An example in which using RULES for specialisation will Win Big:

toDouble :: Real a => a -> Double
toDouble = fromRational . toRational

{-# RULES "toDouble/Int" toDouble = i2d #-}
i2d (I# i) = D# (int2Double# i) -- uses Glasgow prim-op directly

The i2d function is virtually one machine instruction; the default conversion—via an intermediate Rational-is obscenely expensive by comparison.

6.19.1.8. Controlling what’s going on in rewrite rules

  • Use -ddump-rules to see the rules that are defined in this module. This includes rules generated by the specialisation pass, but excludes rules imported from other modules.

  • Use -ddump-simpl-stats to see what rules are being fired.
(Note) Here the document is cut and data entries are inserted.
PR #242, opened 2024-01-30
updated imap_api

tech3371:
# Change Summary
Update imap_api so that we can test batch job for demo.


tests/docker_images/Dockerfile
```diff
@@ -0,0 +1,20 @@
+# Dockerfile that installs imap-data-access and its dependencies
+FROM public.ecr.aws/docker/library/python:3.10-slim
+USER root
+
+# Upgrade pip to the latest version
+RUN pip install --upgrade pip
+
+RUN pip install requests
```
greglucas, line 8: We shouldn't need either of these now.
```suggestion
```

tests/docker_images/Dockerfile
```diff
@@ -0,0 +1,20 @@
...
+
+# TODO: delete this section once imap-data-access is released
+ARG DEBIAN_FRONTEND=noninteractive
+RUN apt-get update && apt-get install -y git
+RUN pip install git+https://github.com/IMAP-Science-Operations-Center/imap-data-access.git
+
+# Create the /mnt/spice directory
+WORKDIR /data
```
greglucas, line 16: I think that you might be able to set the `IMAP_DATA_DIR` environment variable here to make sure you are in `/data`, otherwise my guess is the file might actually be in `/data/data/imap` with the double nested "data".
```suggestion
WORKDIR /data
ENV IMAP_DATA_DIR /data
```

tests/docker_images/imap_api.py
greglucas, line 1: Should we call this `imap_processing_example.py`? And would you want to simulate going from l0 -> l1a rather than updating the descriptor?

greglucas (approved):
Minor comments that can be addressed in follow-up PRs as well. Looks good for now.

tests/docker_images/imap_api.py
tech3371: I was thinking that after the fact. I had chat with Laura briefly about that. Instead of just updating description, we also need to update filename to higher data level to continue like we would in real processing.

tests/docker_images/Dockerfile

If you add -dppr-debug you get a more detailed listing.

  • Use -ddump-rule-firings or -ddump-rule-rewrites to see in great detail what rules are being fired. If you add -dppr-debug you get a still more detailed listing.

  • The definition of (say) build in GHC/Base.hs looks like this:

    build   :: forall a. (forall b. (a -> b -> b) -> b -> b) -> [a]
{-# INLINE build #-}
build g = g (:) []

    Notice the INLINE! That prevents (:) from being inlined when compiling PrelBase, so that an importing module will “see” the (:), and can match it on the LHS of a rule. INLINE prevents any inlining happening in the RHS of the INLINE thing. I regret the delicacy of this.

  • In libraries/base/GHC/Base.hs look at the rules for map to see how to write rules that will do fusion and yet give an efficient program even if fusion doesn’t happen. More rules in GHC/List.hs.